## Your goal
Please filter the listing for the string "behavior" and copy each matching line.
━━━━━━━━━━
PR #10749, opened 2016-09-07
Allow Infinity and NaN to be used as an Enum property identifier

fabiancook:
Fixes #6153

Issue #6347, opened 2016-01-04
Suggestion Backlog Slog, 1/4/2016


RyanCavanaugh:
First slog of 2016 :tada:

Some old ones :older_man: 
* #1166 Allow `import` of identifiers
* #1778 Allow type aliases of strings to be index signature parameters
* #1796 Reduce error noise when class incorrectly implements interface
* #2175 Generic type argument defaults
* #2310 Use the 'void functions are constructors' in assignability (as they are in `new` expression checking)
* #2607 Provide a way for decorator functions to be generic on their targets/values

Some new ones :baby:
* #6326 Allow functions returning `Foo|void` to lack a `return` statement
* #6199 Contextually type `y` in `x, y` and `x && y`
* #6154 Allow properties to override prototype methods
* #6153 Allow numeric-named (e.g. `Infinity`) keys in `const enum`s
* #5850 Allow `Array#filter`'s predicate to return any value (not just `boolean`)
* #4669 Reconsider abstract properties

RyanCavanaugh:
* #1166 Allow `import` of identifiers
  * Allow, but enforce that all meanings of the identifier come from the same place
  * :+1: - the first symbol meaning we resolve is the one used
* #1778 Allow type aliases of strings to be index signature parameters
  * :-1: this implies semantics we don't have yet. Rethink when if/we have 'fresh' types
* #1796 Reduce error noise when class incorrectly implements interface
  * Rejected due to implementation complexity
* #2175 Generic type argument defaults
  * Anders to investigate
* #2310 Use the 'void functions are constructors' in assignability (as they are in `new` expression checking)
  * :-1: ES6 is the future; current behavior in `new` invocations is an ugly hack
* #2607 Provide a way for decorator functions to be generic on their targets/values
  * Get @rbuckton to explain this one

* #6326 Allow functions returning `Foo|void` to lack a `return` statement
  * :+1:
* #6199 Contextually type `y` in `x, y` and `x && y`
  * :+1:
* #6154 Allow properties to override prototype methods
  * Still no answers on why this error exists.
  * :+1: pending check-in with @bterlson
* #6153 Allow numeric-named (e.g. `Infinity`) keys in `const enum`s
  * :+1: Ignore a leading minus and the first character must be a digit for this to be illegal
* #5850 Allow `Array#filter`'s predicate to return any value (not just `boolean`)
  * Check all lib.d.ts uses of `boolean` and see if they're actually truthiness checks
  * Use `any` instead
[...]

Issue #6153, opened 2015-12-18
const enum should allow "Infinity" as a valid name


speigg:
```typescript
	declare const enum CameraDeviceFocusMode {
		Normal = 0,
		TriggerAuto = 1,
		ContinuousAuto = 2,
		Infinity = 3, // <- error: An enum cannot have a numeric name
		Macro = 4
	}
```

RyanCavanaugh:
This is intentional because `Infinity` is also a valid enum *value*; we disallow any name that might be a value because the lookup object only works if no names are values and no values are names.

Recommended fix is to just use `Infinite` instead of `Infinity`

speigg:
What is the lookup object exactly? Using the name `Infinity` as a property key is completely valid in javascript by the way.

RyanCavanaugh:
I missed that this enum was `const`. We don't need to enforce this rule for those.

RyanCavanaugh:
(Lookup object, see http://stackoverflow.com/a/28818850/1704166)

speigg:
Not enforcing that rule for `const` sounds great.

RyanCavanaugh:
Approved even for non-`const` enums.

The suggested implementation was to skip any leading `-`, then see if the next (or first) character is a digit. Only names matching this rule should be subject to restriction. This should allow `Infinity` and `NaN` but still disallow names like `5`.

DanielRosenwasser:
So what's the new rule now for numeric names? Same as before but make a special exception for "Infinity" and "NaN"?

Also @jmatthiesen

RyanCavanaugh:
> Same as before but make a special exception for "Infinity" and "NaN"?

Correct (as well as `-Infinity`)

YuichiNukiyama:
@RyanCavanaugh [A JavaScript identifier must start with a letter, underscore (_), or dollar sign ($);](https://developer.mozilla.org/en-US/docs/Web/JavaScript/Guide/Grammar_and_types#Variables). So,  I think `-Infinity` is invalid.

RyanCavanaugh:
Enum members need not be identifiers - they can be quoted much like the property names in object literals

jbondc:
Reported here too #3572

PR #56161, opened 2023-10-20
Disallow `Infinity`, `-Infinity` and `NaN` as an enum key name

### LINKED ISSUE #48956: Enum with special numbers overwrites own value
# Bug Report

### 🔎 Search Terms

Enum number computed overwrite Infinity NaN

I noticed on 4.6.2, but using TS Playground am able to reproduce on earliest possible version (3.3.3). Also still occurs on nightly build.

### ⏯ Playground Link

[Playground link with relevant code](https://www.typescriptlang.org/play?ts=4.6.2#code/PQKhCgAIUgVALAlgZ0gUwHYFcC2kDuA9gE4DWqAhqmgB4AOaAxgC5oAmUIw4mukAovSas2kAN5RIUgGIB5WZAC8kAOQAzQoRUAaSVIBCAQQBKSyAEZdUqSsgBFAKqzY-ACKqzKx87crwAX3BwRkIMZEIAGzQAOgjCAHMACkEGFnZouQVFbNUNLQBKAG5IYGBIZmIsNGDQ8KjYhOShNLZoo1Ns5XMikrKKqpqwyJi4pJThdgBtW28XdxUAXSUcryc5lR7S8srqwbqRxvGWjPll5RUAZUIcNEhCZng0YkhkCsQMeI3irbUKCOQ0NpIBQMKJmABPBjIRjERB0ZgECjEMJ7YYNMbNERtExnSAAJk2ZV+-0BwNB5UhaGhsPhiORyCCoAg0DgSGo2DwbEIVMgGHuBBIpGB1Ex7CsMBBogoLCwfwi4LuADcnvhYaxUIhmKhCPgMJBFX8qshopxuCEwgjCAAjABWwgAMpqnn8zGJ-IUeBzIABha50LAicSSACSGDU701CuUofDGEjVkgADkKImzMnEwmVABaPHRPF4gAMABYiwA2YsATjxAFYCwBmcx1tBZ8yl2zKXP54tlys1+uN5uthNbWAXSAAdSRYUgGmeDxQ+qeyEQoUgiStAd5-NnwIiEUXxGXtWA5vD8WQ+SBG4Rr0Qe8gIRwdDvVMkW19OBuGEtm+YhEgxBoDghDKnScYfJIKiTNadosJAsi2sICztnciEsI6rDEH8CbYPeyi4REASovUoyJB+-pYjGEYQriVFxhC+S9DOfwAsRBxJORAbpHRka4ioPEQhsTH9LciRoMqeoPIQWDxPAkCag+foRBQ7wXkE5r7OiZF+lxrTpri6aMT8LHVBpaKkZxWL6Z0qjpkJWwiWu4mYOU8DSbJ8kIo+dDKap+TqbU5mNJZUxQTBwjwWhzDIUsNnhehTpYRERlEiZbFaSFbDTNBUWRbB0WLFINlhblCH5chKXbFUTkSa57lyQp3m+WE-npRZOlYgRuIEZVxKsWZJHBR16RdcVBH2X0Ow1S5UkyQ1XlKSpLVAA)

### 💻 Code

```ts
enum Computed {
  Infinity = Infinity,
  NaN = NaN
}
```

### 🙁 Actual behavior

Typescript generates the following code for that enum using a "lookup object":
```ts
var Computed;
(function (Computed) {
    Computed[Computed["Infinity"] = Infinity] = "Infinity";
    Computed[Computed["NaN"] = NaN] = "NaN";
})(Computed || (Computed = {}));
```

As a result, the Computed enum actually has values of Strings, rather than the "computed" numbers as expected
```ts
console.log(Computed);
// { Infinity: 'Infinity', NaN: 'NaN' }
```

Note the "lookup object" behavior itself is not unexpected, but the side effect of overwriting keys is unexpected.

### 🙂 Expected behavior

Typescript should not overwrite an existing key with a new value. Most likely that would mean disabling the "lookup values" for computed.

```ts
console.log(Computed);
// { Infinity: Infinity, NaN: NaN }
```

### Extra Discussion

This does not impact `const enum` because values like `Infinity` are considered "computed".

It is also possible to do something like
```ts
enum Computed {
  '[object Object]' = {},
  null = null
}
```
with similar results. 
The latest versions of typescript warn at this behavior, but it is possible to compile and I don't think it warns on _all_ versions. But I omitted from core issue for that reason.

Similarly
```ts
enum Overwrite {
  123 = 'FOO',
  BAR = 123,
}
```
has similar behavior (when compiled) but TS does warn about numeric names (I believe this warning occurs in all versions).

It does not occur when using string enums, as those never write "lookup objects"
```ts
enum NoOverwrite {
  FOO = 'SOME VAL',
  BAR = 'FOO',
  BAZ = 123
}
console.log(NoOverwrite);
// { 123: "BAZ", FOO: "SOME VAL", BAR: "FOO", BAZ: 123 }
```

Effectively this issue happens whenever the `String(val)` (generally `.toString()` internally) returns a key in the Enum.

Possible solutions:
* Don't emit "lookup object"
  * I'm going to assume the lookup object behavior is intentional/beneficial for literal numbers, but perhaps not for computed... Although values like `1 + 2` are "computed" but are resolved at compile time. So maybe "computed" where the value is anything but a number literal.
* Forbid special "numeric" names
  * Don't allow `NaN`, `Infinity` or `-Infinity` as an enum key name. There may be others I am not aware of right now... but I was not able to reproduce error with exponential notation like `Number.EPSILON` ("An enum member cannot have a numeric name.")
* Don't allow computed values that are non numeric literals
  * Throw compile-time error when value is something like Infinity, but allow literals.
    ```ts
    enum Allowed {
        FOO = 1 + 2
    }
    enum NotAllowed {
        BAR = 1 / 0
    }
    ```

magic-akari:
- Fixes #48956

### DIFF
--- a/src/compiler/checker.ts
+++ b/src/compiler/checker.ts
@@ -44729,7 +44729,7 @@ export function createTypeChecker(host: TypeCheckerHost): TypeChecker {
         }
         else {
             const text = getTextOfPropertyName(member.name);
-            if (isNumericLiteralName(text) && !isInfinityOrNaNString(text)) {
+            if (isNumericLiteralName(text)) {
                 error(member.name, Diagnostics.An_enum_member_cannot_have_a_numeric_name);
             }
         }
--- a/tests/baselines/reference/enumWithInfinityProperty.errors.txt
+++ b/tests/baselines/reference/enumWithInfinityProperty.errors.txt
@@ -1,0 +1,10 @@
+enumWithInfinityProperty.ts(2,5): error TS2452: An enum member cannot have a numeric name.
+
+
+==== enumWithInfinityProperty.ts (1 errors) ====
+    enum A {
+        Infinity = 1
+        ~~~~~~~~
+!!! error TS2452: An enum member cannot have a numeric name.
+    }
+    
--- a/tests/baselines/reference/enumWithNaNProperty.errors.txt
+++ b/tests/baselines/reference/enumWithNaNProperty.errors.txt
@@ -1,0 +1,10 @@
+enumWithNaNProperty.ts(2,5): error TS2452: An enum member cannot have a numeric name.
+
+
+==== enumWithNaNProperty.ts (1 errors) ====
+    enum A {
+        NaN = 1
+        ~~~
+!!! error TS2452: An enum member cannot have a numeric name.
+    }
+    
--- a/tests/baselines/reference/enumWithNegativeInfinityProperty.errors.txt
+++ b/tests/baselines/reference/enumWithNegativeInfinityProperty.errors.txt
@@ -1,0 +1,10 @@
+enumWithNegativeInfinityProperty.ts(2,5): error TS2452: An enum member cannot have a numeric name.
+
+
+==== enumWithNegativeInfinityProperty.ts (1 errors) ====
+    enum A {
+        "-Infinity" = 1
+        ~~~~~~~~~~~
+!!! error TS2452: An enum member cannot have a numeric name.
+    }
+    


sandersn (approved):

jakebailey:
I can't recall; was banning this actually something we wanted? Can't remember what we said in the design meeting, or maybe we didn't talk about it at all?

sandersn:
My memory is that we briefly discussed this and said "yes of course you can't do that because of the lookup object", but I could be wrong.

We did discuss Infinity *types* a couple of weeks after your comment, but that's the only mention of Infinity and NaN in the design notes. And then a couple of days after that, we discussed enum assignability. So it sounds like my memory smudged the two discussions together and in fact we never did.

I still think this is a good thing to forbid since the emit is bad and it's unlikely to be something people want to write.

jakebailey:
My impression was that this PR was good, as they're not good enum names, but that the recent `infinity` chat was about the whole `1e999` thing allowing a half-functional backdoor into gaining an infinity type, which we banned but then backed out and decided that we were instead going to look into introducing those literal types into the type system instead.

jakebailey (approved):
Yep.

JoostK:
@DanielRosenwasser This change  is missing from breaking changes section in the [the blog post](https://devblogs.microsoft.com/typescript/announcing-typescript-5-4-beta/#breaking-changes), perhaps it can be included.

DanielRosenwasser:
I'm surprised we merged this because the logic was explicitly there, and was added 8ish years ago

- https://github.com/microsoft/TypeScript/issues/6153
- https://github.com/microsoft/TypeScript/issues/6347
- https://github.com/microsoft/TypeScript/pull/10749

Given that there's no linked design meeting notes, in the future let's have a more intentional discussion before merging a change like this.

PR #56165, opened 2023-10-20
Less template literal and string literal reduction

### LINKED ISSUE #56081: Memory Leak / Infinite Recursion. TS hangs, TSC never finishes, VSCode and Intellisense dies.
### 🔎 Search Terms

Typescript Hangs, Memory Leak, VS Code, Prisma, React-Hook-Form, 

- This is a crash

- This is the behavior in every version I tried, and I reviewed the FAQ for entries about hanging. 

Tested on latest 5.2.2 and 5.3.0-dev-20231012. typescript@next 

### ⏯ Playground Link

https://codesandbox.io/p/sandbox/musing-turing-78vp6j?file=%2Fapp%2Fpage.tsx%3A6%2C33

### 💻 Code

```ts
import { useForm } from "react-hook-form";
import { Prisma } from "@prisma/client";

export default function Home() {
  const form = useForm<Prisma.UserCreateInput>();
  ...
```
This will hang everything. Typescript won't tsc and intellisense will just sit with "loading" no matter what you hover. 

meanwhile this works fine: 

```ts
import { useForm } from "react-hook-form";
import { Prisma } from "@prisma/client";

export default function Home() {
  const form = useForm<>();
  ...
  ```

`tsc --noEmit --extendedDiagnostics` will complete in like 3 seconds with this. 

### 🙁 Actual behavior

Typescript won't complete a `tsc --noEmit` and intellisense will just sit with "loading" no matter what you hover over. I have seen it once before just set everything to `any`

With the generated types in the first example - i let it run for 1 hour 59mins on a M1 mac and no output. 

You can see the full code example with a minimal repro on the codesandbox link. It also hangs it's intellisense in CSB and won't tsc. 
CPU also goes to 100% on both local and CSB 

### 🙂 Expected behavior

Doesn't hang typescript, operates just like if you put any other type in there say 
```ts
type SomeType = {name: string} 
const form = useForm<SomeType>() 
```

Another report by someone else here: 

https://stackoverflow.com/questions/76932600/high-cpu-usage-when-using-some-prisma-types-with-react-hook-form

It seems to be anything that comes off the Prisma.* types

PranavSenthilnathan:
Checking perf impact of the naive change.

Fixes #56081


PranavSenthilnathan:
@typescript-bot test this

jakebailey:
@typescript-bot test this

I don't think you're on the author list so that doesn't work, though maybe it's some other list that does it.

jakebailey:
What test case are you looking at for this? https://github.com/microsoft/TypeScript/issues/52345?

PranavSenthilnathan:
Updated comment. It's #56081

PranavSenthilnathan:
So this is not the solution since this was an intentional feature introduced in https://github.com/microsoft/TypeScript/pull/41276. But I think there should probably be some middle ground between reducing eagerly during union creation and lazily when subtype reduction is performed. Maybe just doing subtype reduction when checking variable declaration nodes?

jakebailey:
The main problem is that if we don't always reduce, then two unions that are actually the same thing can be present at once, which means you can't fast check for equality and such (maybe some other invariants).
━━━━━━━━━━
## The answer
  * :-1: ES6 is the future; current behavior in `new` invocations is an ugly hack
### 🙁 Actual behavior
Note the "lookup object" behavior itself is not unexpected, but the side effect of overwriting keys is unexpected.
### 🙂 Expected behavior
The latest versions of typescript warn at this behavior, but it is possible to compile and I don't think it warns on _all_ versions. But I omitted from core issue for that reason.
has similar behavior (when compiled) but TS does warn about numeric names (I believe this warning occurs in all versions).
  * I'm going to assume the lookup object behavior is intentional/beneficial for literal numbers, but perhaps not for computed... Although values like `1 + 2` are "computed" but are resolved at compile time. So maybe "computed" where the value is anything but a number literal.
- This is the behavior in every version I tried, and I reviewed the FAQ for entries about hanging. 
### 🙁 Actual behavior
### 🙂 Expected behavior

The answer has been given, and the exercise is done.